* Exercise requirements
Print, in exact form, the lines below from the one containing "AniruddhaKanhere: You'd need" through the one containing "options; may warn.", and omit all others.

* Dataset records
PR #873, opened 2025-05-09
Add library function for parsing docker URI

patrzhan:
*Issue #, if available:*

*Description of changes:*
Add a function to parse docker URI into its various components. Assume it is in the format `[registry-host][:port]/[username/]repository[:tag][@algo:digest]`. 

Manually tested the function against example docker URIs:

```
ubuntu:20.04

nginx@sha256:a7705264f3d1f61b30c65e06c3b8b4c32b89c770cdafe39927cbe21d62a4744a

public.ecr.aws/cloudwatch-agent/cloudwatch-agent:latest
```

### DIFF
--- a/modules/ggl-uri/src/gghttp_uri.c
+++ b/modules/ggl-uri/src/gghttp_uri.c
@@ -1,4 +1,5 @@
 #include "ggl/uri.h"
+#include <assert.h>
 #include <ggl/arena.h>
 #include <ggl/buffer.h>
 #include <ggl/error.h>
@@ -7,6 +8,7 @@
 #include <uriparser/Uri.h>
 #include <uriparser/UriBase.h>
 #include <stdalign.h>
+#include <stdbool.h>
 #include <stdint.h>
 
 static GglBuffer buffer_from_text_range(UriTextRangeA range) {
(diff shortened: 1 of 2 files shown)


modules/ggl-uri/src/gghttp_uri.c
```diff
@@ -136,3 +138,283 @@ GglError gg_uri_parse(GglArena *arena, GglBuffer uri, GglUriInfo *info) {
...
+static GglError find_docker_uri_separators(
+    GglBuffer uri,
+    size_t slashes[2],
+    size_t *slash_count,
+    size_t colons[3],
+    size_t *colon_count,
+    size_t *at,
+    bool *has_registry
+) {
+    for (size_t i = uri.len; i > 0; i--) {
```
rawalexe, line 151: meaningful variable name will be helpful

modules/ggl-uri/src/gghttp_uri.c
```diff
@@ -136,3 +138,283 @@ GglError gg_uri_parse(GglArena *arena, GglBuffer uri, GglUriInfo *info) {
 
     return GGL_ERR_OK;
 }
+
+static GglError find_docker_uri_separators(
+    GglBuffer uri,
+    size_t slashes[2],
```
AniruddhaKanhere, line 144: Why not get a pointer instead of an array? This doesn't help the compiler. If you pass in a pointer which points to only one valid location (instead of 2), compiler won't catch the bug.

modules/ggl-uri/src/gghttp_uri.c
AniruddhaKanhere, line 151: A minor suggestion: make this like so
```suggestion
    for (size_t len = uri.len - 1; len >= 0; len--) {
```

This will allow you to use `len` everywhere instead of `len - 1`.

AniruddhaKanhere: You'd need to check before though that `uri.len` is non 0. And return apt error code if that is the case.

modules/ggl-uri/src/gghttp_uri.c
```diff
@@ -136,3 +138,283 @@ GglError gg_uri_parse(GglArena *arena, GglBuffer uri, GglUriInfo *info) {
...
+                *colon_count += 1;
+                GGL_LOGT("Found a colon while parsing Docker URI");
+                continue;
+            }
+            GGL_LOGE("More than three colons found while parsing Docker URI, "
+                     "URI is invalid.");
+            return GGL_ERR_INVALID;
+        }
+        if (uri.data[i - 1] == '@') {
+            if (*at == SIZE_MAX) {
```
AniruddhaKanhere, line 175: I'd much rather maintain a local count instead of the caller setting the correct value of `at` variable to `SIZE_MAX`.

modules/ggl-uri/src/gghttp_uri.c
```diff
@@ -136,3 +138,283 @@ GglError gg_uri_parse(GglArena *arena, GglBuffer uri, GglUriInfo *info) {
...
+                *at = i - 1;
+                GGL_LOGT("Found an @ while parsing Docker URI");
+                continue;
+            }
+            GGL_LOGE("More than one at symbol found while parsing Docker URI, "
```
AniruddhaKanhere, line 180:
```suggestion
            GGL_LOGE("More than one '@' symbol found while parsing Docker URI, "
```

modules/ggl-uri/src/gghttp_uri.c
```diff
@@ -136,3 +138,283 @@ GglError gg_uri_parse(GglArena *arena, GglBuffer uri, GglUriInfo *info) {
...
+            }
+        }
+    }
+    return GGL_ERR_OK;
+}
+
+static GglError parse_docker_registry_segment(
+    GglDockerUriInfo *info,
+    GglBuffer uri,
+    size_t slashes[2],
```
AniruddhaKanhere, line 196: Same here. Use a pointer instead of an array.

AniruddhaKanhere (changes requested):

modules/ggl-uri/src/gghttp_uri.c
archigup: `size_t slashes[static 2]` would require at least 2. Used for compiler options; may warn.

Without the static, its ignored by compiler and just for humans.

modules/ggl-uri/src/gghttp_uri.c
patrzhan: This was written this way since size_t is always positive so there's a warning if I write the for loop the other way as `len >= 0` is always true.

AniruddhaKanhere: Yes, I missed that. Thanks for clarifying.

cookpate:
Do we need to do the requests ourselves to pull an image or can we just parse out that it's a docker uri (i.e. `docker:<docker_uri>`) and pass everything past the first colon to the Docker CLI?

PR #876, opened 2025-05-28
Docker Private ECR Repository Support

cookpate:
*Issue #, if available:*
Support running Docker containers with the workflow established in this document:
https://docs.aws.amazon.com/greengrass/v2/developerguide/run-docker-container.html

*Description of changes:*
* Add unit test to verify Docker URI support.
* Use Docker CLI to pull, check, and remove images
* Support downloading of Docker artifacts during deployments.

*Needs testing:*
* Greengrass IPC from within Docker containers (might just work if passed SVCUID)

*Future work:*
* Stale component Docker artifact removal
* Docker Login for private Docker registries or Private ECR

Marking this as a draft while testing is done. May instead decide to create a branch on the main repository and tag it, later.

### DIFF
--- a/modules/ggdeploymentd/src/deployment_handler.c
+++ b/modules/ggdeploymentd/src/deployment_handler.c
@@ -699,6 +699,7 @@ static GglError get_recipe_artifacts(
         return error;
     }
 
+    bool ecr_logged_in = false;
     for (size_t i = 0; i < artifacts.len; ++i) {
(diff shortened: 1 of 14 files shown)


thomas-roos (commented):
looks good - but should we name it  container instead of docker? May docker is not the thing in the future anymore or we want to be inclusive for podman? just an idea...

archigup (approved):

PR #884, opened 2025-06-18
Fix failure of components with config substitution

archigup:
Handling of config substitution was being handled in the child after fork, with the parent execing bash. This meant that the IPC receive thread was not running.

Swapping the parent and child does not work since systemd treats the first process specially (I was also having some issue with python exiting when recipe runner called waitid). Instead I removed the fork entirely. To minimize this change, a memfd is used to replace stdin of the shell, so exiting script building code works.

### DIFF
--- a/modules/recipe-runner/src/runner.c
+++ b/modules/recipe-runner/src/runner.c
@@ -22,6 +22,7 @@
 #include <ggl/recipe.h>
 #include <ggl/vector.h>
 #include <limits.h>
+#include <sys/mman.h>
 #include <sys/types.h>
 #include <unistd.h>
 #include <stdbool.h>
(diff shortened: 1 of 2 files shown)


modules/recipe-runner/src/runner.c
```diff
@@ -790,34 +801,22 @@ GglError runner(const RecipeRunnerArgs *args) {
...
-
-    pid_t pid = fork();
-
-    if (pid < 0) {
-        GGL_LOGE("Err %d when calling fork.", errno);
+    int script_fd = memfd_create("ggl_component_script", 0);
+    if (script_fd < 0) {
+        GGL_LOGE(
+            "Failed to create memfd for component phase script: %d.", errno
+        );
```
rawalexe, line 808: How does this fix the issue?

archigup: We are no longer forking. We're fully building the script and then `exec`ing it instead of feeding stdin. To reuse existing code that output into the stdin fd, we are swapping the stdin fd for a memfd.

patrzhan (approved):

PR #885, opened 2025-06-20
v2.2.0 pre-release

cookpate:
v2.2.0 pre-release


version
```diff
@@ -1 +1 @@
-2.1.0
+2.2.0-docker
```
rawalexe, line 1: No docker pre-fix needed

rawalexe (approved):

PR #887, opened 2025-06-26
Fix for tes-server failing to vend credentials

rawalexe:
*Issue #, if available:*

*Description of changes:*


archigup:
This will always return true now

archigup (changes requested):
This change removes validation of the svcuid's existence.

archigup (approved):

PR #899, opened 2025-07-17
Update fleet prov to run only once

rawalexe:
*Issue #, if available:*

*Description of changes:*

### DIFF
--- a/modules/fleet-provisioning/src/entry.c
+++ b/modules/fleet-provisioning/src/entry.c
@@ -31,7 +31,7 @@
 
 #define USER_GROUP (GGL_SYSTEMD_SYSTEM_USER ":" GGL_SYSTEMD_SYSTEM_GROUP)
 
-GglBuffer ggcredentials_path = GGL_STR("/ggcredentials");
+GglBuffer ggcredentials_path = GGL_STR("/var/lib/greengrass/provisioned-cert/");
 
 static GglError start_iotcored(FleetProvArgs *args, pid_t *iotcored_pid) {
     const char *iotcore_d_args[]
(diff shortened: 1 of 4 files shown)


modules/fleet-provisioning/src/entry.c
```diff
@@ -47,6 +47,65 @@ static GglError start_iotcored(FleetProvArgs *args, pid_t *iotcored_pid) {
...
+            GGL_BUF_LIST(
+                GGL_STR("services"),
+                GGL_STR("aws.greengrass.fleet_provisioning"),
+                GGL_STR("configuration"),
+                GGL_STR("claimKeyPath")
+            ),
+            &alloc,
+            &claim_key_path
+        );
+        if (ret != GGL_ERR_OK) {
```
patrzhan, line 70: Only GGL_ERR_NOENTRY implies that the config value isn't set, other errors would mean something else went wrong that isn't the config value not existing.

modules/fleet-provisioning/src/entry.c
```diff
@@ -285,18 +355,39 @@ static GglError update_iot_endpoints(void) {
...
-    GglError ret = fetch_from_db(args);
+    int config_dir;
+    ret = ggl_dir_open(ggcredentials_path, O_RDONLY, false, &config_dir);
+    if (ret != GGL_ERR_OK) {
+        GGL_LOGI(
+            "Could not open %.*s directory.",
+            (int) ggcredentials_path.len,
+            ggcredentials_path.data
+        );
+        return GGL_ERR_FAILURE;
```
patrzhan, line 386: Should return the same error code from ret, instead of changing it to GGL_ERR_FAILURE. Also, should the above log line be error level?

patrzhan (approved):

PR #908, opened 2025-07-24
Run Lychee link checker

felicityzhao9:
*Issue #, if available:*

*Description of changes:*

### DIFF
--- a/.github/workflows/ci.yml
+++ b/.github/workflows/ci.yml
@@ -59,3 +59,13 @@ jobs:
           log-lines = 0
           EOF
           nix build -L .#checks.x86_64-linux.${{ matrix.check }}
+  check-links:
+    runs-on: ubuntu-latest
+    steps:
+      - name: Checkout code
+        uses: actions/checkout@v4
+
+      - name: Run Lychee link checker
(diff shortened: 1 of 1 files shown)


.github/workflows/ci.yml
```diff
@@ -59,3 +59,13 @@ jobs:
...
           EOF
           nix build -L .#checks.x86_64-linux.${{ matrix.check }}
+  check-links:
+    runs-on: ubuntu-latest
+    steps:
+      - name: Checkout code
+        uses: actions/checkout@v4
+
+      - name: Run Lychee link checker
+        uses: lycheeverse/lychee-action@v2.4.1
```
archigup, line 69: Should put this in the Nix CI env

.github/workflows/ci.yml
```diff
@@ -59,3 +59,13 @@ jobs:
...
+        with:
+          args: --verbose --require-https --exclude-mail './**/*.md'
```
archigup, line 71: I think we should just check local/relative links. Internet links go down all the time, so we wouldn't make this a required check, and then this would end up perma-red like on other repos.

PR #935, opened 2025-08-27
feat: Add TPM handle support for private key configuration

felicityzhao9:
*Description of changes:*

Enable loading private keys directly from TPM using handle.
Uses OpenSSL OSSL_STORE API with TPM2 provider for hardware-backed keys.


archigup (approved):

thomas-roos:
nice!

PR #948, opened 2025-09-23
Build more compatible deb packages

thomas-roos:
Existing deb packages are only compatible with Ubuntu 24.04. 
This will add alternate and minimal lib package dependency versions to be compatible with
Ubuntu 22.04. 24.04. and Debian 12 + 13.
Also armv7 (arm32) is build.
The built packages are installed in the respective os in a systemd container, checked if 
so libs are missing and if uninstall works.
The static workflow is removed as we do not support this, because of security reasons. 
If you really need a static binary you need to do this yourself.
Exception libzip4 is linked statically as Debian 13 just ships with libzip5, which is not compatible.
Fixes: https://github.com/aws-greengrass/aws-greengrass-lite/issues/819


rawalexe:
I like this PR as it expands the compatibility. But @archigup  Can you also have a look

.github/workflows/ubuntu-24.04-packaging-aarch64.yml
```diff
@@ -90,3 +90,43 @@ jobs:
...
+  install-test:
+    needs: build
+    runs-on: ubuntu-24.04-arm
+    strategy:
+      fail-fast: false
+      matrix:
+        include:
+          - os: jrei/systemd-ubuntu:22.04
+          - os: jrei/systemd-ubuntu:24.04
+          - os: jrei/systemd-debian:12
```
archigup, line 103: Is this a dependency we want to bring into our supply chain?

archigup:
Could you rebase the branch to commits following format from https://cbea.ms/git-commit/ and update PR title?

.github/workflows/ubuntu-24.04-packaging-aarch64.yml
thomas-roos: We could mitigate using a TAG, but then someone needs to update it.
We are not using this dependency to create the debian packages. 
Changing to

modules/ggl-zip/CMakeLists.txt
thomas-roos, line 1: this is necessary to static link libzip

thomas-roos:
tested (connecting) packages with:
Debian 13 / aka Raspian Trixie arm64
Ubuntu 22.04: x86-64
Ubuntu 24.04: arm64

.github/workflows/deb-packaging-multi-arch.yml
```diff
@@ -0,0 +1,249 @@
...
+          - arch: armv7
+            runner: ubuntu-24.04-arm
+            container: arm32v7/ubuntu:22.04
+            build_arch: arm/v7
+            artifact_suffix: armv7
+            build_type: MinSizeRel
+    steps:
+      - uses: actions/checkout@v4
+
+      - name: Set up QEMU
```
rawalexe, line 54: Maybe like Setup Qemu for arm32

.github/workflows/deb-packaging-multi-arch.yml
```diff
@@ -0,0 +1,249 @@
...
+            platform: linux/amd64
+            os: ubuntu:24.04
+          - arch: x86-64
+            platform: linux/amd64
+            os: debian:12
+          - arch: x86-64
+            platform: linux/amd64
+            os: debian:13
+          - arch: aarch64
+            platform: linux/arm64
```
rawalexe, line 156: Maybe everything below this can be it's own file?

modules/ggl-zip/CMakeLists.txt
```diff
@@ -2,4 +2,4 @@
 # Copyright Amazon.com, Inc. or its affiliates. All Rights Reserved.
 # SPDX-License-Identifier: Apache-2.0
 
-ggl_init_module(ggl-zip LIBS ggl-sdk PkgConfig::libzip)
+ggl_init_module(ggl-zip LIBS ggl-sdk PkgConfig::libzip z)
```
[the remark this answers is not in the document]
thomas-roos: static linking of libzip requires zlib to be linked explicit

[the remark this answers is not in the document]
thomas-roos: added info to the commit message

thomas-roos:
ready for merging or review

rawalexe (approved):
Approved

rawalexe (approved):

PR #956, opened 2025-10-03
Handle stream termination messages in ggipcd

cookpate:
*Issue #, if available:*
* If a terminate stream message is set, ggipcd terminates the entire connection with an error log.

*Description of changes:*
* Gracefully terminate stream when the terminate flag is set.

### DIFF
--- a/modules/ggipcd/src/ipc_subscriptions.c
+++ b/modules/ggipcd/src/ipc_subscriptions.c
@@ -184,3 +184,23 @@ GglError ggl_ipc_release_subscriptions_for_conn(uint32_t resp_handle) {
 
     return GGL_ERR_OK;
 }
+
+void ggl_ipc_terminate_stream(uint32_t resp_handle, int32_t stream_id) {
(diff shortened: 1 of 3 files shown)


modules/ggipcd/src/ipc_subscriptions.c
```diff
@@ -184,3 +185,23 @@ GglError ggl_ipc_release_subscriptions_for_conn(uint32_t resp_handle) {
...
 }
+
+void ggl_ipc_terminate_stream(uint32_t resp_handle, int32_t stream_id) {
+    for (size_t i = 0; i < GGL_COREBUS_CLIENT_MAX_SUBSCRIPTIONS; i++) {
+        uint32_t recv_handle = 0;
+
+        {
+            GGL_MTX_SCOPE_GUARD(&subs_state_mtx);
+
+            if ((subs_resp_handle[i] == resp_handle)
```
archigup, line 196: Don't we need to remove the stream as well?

* Output
AniruddhaKanhere: You'd need to check before though that `uri.len` is non 0. And return apt error code if that is the case.

modules/ggl-uri/src/gghttp_uri.c
```diff
@@ -136,3 +138,283 @@ GglError gg_uri_parse(GglArena *arena, GglBuffer uri, GglUriInfo *info) {
...
+                *colon_count += 1;
+                GGL_LOGT("Found a colon while parsing Docker URI");
+                continue;
+            }
+            GGL_LOGE("More than three colons found while parsing Docker URI, "
+                     "URI is invalid.");
+            return GGL_ERR_INVALID;
+        }
+        if (uri.data[i - 1] == '@') {
+            if (*at == SIZE_MAX) {
```
AniruddhaKanhere, line 175: I'd much rather maintain a local count instead of the caller setting the correct value of `at` variable to `SIZE_MAX`.

modules/ggl-uri/src/gghttp_uri.c
```diff
@@ -136,3 +138,283 @@ GglError gg_uri_parse(GglArena *arena, GglBuffer uri, GglUriInfo *info) {
...
+                *at = i - 1;
+                GGL_LOGT("Found an @ while parsing Docker URI");
+                continue;
+            }
+            GGL_LOGE("More than one at symbol found while parsing Docker URI, "
```
AniruddhaKanhere, line 180:
```suggestion
            GGL_LOGE("More than one '@' symbol found while parsing Docker URI, "
```

modules/ggl-uri/src/gghttp_uri.c
```diff
@@ -136,3 +138,283 @@ GglError gg_uri_parse(GglArena *arena, GglBuffer uri, GglUriInfo *info) {
...
+            }
+        }
+    }
+    return GGL_ERR_OK;
+}
+
+static GglError parse_docker_registry_segment(
+    GglDockerUriInfo *info,
+    GglBuffer uri,
+    size_t slashes[2],
```
AniruddhaKanhere, line 196: Same here. Use a pointer instead of an array.

AniruddhaKanhere (changes requested):

modules/ggl-uri/src/gghttp_uri.c
archigup: `size_t slashes[static 2]` would require at least 2. Used for compiler options; may warn.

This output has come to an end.